#### [Work request]
Among the lines of the records below, copy those that hold the word "multiple".

***** Material provided

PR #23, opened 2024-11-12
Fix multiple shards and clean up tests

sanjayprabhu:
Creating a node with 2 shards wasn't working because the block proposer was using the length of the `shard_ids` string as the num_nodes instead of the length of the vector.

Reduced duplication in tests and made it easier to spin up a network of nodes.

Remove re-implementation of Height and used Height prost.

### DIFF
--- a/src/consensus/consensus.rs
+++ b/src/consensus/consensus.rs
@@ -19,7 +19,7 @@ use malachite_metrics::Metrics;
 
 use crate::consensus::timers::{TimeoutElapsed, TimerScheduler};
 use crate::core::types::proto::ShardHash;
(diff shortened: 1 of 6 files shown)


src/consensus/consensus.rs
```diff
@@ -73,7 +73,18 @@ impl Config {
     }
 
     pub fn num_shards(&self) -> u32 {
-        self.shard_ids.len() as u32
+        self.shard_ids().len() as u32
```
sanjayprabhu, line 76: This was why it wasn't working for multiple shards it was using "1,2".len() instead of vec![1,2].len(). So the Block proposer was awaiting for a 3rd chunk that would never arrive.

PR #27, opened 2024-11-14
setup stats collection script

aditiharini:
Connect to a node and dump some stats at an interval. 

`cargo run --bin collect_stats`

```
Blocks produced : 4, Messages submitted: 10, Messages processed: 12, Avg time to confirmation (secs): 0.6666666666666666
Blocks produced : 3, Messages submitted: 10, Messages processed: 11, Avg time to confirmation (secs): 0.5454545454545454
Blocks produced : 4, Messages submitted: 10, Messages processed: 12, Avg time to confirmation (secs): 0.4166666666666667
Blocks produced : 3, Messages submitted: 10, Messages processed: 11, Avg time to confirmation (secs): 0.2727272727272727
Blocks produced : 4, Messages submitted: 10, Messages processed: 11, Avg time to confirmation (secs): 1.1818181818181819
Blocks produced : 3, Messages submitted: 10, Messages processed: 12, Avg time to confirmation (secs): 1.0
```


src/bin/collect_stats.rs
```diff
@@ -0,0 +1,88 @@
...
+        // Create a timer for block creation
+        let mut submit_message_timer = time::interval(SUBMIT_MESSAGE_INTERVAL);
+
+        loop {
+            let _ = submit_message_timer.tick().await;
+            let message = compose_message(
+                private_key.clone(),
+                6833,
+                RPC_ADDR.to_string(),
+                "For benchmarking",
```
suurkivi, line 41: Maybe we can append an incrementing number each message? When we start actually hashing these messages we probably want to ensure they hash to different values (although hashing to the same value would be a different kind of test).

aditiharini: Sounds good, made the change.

**********

#### [Answer to this exercise]
Fix multiple shards and clean up tests
sanjayprabhu, line 76: This was why it wasn't working for multiple shards it was using "1,2".len() instead of vec![1,2].len(). So the Block proposer was awaiting for a 3rd chunk that would never arrive.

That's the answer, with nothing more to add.